Weitsichtiger Verzicht

Na also, nun hat Epcos doch noch einen starken Partner gefunden. Das Unternehmen, das elektronische Bauelemente herstellt, ist ein gutes Beispiel dafür, dass Unabhängigkeit kein Wert an sich ist. Es war weitsichtig von Vorstand und Aufsichtsrat, sich aktiv auf die Partnersuche zu machen und dabei auf die Eigenständigkeit zu verzichten.

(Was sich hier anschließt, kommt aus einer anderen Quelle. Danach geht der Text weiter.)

PR #488, opened 2025-03-06
[network] Introduce relay + refactor cmd flags

dmtrskv:
https://github.com/NilFoundation/nil/issues/489
The cluster should be available for libp2p connections from the public network (mainly from archive nodes).
Here is the first part of the implementation: adding a relay service.
The service is very basic, and, apart from basic stuff like logging and telemetry, only sets itself up as a libp2p relay service and waits to be killed.
I'm going to test it with cluster nodes that explicitly connect to it as a relay (also, auto-relay feature is implemented in libp2p, but I'm not sure about its feature of advertising relayed nodes). It should be enough for the initial setup.
Next PR will present the working setup.

In order to reduce boilerplate and reuse similar cli interfaces, I've introduced `cobrax` and functions in `telemetry` and `network` that add common flags to the cli args.
This PR is mostly the refactoring, and `relay` mainly serves as an example of how the result is used to compose a new service in a cleaner code.

### DIFF
--- a/nil/internal/network/config.go
+++ b/nil/internal/network/config.go
@@ -10,10 +10,14 @@ type PeerID = peer.ID
 type Config struct {
 	PrivateKey PrivateKey `yaml:"-"`
 
+	KeysPath string `yaml:"keysPath,omitempty"`
+
 	Prefix      string `yaml:"prefix,omitempty"`
 	IPV4Address string `yaml:"ipv4,omitempty"`
 	TcpPort     int    `yaml:"tcpPort,omitempty"`
 	QuicPort    int    `yaml:"quicPort,omitempty"`
+
+	Relay bool `yaml:"relay,omitempty"`
 
 	DHTEnabled        bool          `yaml:"dhtEnabled,omitempty"`
 	DHTBootstrapPeers AddrInfoSlice `yaml:"dhtBootstrapPeers,omitempty"`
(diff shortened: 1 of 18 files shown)


nil/internal/network/config.go
```diff
@@ -1,32 +1,50 @@
 package network
 
 import (
+	"github.com/NilFoundation/nil/nil/common/check"
 	dht "github.com/libp2p/go-libp2p-kad-dht"
 	"github.com/libp2p/go-libp2p/core/peer"
+	"github.com/spf13/cobra"
+	"github.com/spf13/pflag"
```
olegrok, line 8: I'd suggest to move it into your cobrax module.

IMO it's a bit strange to have CLI dependencies in our indernal/core modules.

nil/internal/telemetry/telemetry.go
```diff
@@ -21,6 +22,10 @@ func NewDefaultConfig() *Config {
 	}
 }
 
+func AddFlags(fset *pflag.FlagSet, config *Config) {
```
olegrok, line 25: The same

nil/internal/network/config.go
dmtrskv: moved cobrax to internal (common is a weird package really)
moved these flags to cmdflags (so that cobrax doesn't depend on network and telemetry)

Die vergangenen Jahre waren ein Trauerspiel für die Gesellschaft, die der Siemens-Konzern einst, wie Infineon, an die Börse geschickt hatte. Niedrige Margen oder gar Verluste, hausgemachte Fehler und schwache Aktienkurse prägten das Bild. Die Übernahme durch den japanischen TDK-Konzern ist daher wohl das Beste, was Epcos passieren konnte.

Nach dem Schritt in die Unabhängigkeit erlebte das einstige Gemeinschaftsunternehmen von Siemens und Matsushita eine kurze Blütezeit, zog sogar in den Deutschen Aktienindex ein. Doch in einer Branche, die von brutalem Preisverfall geprägt ist, hatte es Epcos von Anfang an schwer. Gerade in der Elektronikindustrie spielt die Musik inzwischen vor allem in Asien. Epcos tat sich schwer, die Märkte von Europa aus zu bedienen. So blieb nicht viel mehr übrig, als permanent an der Kostenschraube zu drehen und die Produktion sukzessive in Billiglohnländer zu verlagern. Zwar machte Epcos auf der Kostenseite Fortschritte, mit einer operativen Marge im einstelligen Prozentbereich ist das Unternehmen aber noch immer schwach auf der Brust. Eine eigene, große Akquisition in Asien war da nur schwerlich möglich - da blieb nur der umgekehrte Weg.

TDK scheint ein starker Partner zu sein. Die Unternehmen ergänzen sich gut, der künftig fusionierte Bauelemente-Riese steigt in die Weltspitze auf. Allein hätte Epcos das nicht geschafft.